# A Train is Moving along Straight Line with a Constant Acceleration a : Projectile Motion

Problem: A train is moving along straight line with a constant acceleration a. A boy standing in the train throws a ball forward with a speed of 10 m/s at an angle 60° from horizontal. The boy has to move forward by 1.15 m inside the train to catch the ball back at the initial height. The acceleration of the train in m/s2 is,  (IIT JEE 2011)

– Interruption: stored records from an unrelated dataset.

PR #92, opened 2018-05-29
added option to disable ssl verification for internal k8s api queries

imron:
Provide the option to disable ssl certificate verification when performing queries on the internal k8s api.

This is added because some older versions of k8s appear to fail verification, so this gives people using legacy versions of k8s a workaround for that.

@czerwingithub, @johnpadilla can provide more details.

Solution: Consider the motion in a frame attached to the ground. Let train's velocity at the time of projection of ball be $u_0$. The ball is projected with a velocity $u={10}\;\mathrm{m/s}$ (relative to the train) at an angle ${60}^\mathrm{o}$ from the horizontal (see figure). Thus the horizontal and vertical component of the initial velocity of the ball are, \begin{alignat}{2} &u_{x}=u_0+u\cos 60, \nonumber\\ & u_{y}=u\sin 60. \nonumber \end{alignat} The time of flight is given by \begin{align} t&=\frac{2u_y}{g} =\frac{2u\sin 60}{g} =\sqrt{3}\;\mathrm{s}. \end{align} The distance travelled by the train and the ball in time $t$ are \begin{align} x_\text{train} &=u_0 t+\tfrac{1}{2}a t^2, \\ x_\text{ball} &=(u_0+u\cos 60) t. \end{align} Since the boy moves forward by 1.15 m, we have, \begin{alignat}{2} & x_\text{ball}=x_\text{train}+1.15, \nonumber\\ \label{gba:eqn:1} & (u_0+u\cos 60) t=u_0 t+\tfrac{1}{2}a t^2+1.15. \end{alignat} Substitute $u={10}\;\mathrm{m/s}$ and $t=\sqrt{3}\;\mathrm{s}$ in first equation and then solve to get $a={5}\;\mathrm{m/s^2}$. I encourage you to solve this problem in a frame attached to the train.